▶ [WHAT IS NEEDED]: Return all lines of the records that contain the word "Filter".

▶ [RECORDS FOR PROCESSING]:
PR #635, opened 2016-11-07
Filter modules by their prefix (fixes: #628)

milmazz:


lib/mix/tasks/docs.ex
```diff
@@ -90,6 +90,8 @@ defmodule Mix.Tasks.Docs do
     * `:canonical` - String that defines the preferred URL with the rel="canonical"
       element; defaults to no canonical path.
 
+    * `:filter_prefix` - Filter the module list by their prefix, Example: "ExDoc.Formatter.EPUB"
```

▶ [TASK ANSWER]:
Filter modules by their prefix (fixes: #628)
+    * `:filter_prefix` - Filter the module list by their prefix, Example: "ExDoc.Formatter.EPUB"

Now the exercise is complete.